Exercise prompt:
Go through the lines below and copy each one that holds the string "issues".

*** Data under study ***

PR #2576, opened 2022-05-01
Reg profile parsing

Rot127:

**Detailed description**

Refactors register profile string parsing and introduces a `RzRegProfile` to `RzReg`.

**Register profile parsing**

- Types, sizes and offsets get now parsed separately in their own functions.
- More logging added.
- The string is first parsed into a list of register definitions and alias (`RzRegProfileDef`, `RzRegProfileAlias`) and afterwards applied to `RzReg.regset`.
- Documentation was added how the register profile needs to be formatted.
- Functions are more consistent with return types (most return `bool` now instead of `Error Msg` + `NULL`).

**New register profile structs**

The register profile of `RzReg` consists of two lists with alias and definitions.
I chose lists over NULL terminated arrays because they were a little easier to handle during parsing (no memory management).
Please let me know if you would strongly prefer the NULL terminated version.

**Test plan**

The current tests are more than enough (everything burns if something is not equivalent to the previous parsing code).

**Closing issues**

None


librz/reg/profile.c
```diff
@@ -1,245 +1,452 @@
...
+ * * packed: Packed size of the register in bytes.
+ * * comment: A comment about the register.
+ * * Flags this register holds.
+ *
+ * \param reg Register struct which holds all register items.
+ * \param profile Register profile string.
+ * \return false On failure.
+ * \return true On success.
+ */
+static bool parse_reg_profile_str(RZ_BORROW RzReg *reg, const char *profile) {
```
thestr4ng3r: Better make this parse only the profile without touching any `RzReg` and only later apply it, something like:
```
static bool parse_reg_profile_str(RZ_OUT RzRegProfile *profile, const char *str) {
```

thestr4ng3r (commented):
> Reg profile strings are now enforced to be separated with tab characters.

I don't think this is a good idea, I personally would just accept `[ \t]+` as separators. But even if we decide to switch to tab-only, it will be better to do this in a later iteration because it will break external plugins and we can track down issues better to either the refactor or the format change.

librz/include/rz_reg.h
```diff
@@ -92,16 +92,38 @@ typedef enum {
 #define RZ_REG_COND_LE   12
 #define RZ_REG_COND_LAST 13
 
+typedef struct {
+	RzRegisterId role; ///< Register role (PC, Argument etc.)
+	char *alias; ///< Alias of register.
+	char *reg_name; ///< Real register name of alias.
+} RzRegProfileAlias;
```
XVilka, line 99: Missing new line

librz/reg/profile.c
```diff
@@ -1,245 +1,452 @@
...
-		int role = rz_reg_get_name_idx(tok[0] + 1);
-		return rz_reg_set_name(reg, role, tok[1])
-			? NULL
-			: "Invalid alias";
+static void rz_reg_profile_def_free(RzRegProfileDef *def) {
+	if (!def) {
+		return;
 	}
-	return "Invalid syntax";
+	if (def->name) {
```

*** End of Data under study ***

Task solution:
**Closing issues**
I don't think this is a good idea, I personally would just accept `[ \t]+` as separators. But even if we decide to switch to tab-only, it will be better to do this in a later iteration because it will break external plugins and we can track down issues better to either the refactor or the format change.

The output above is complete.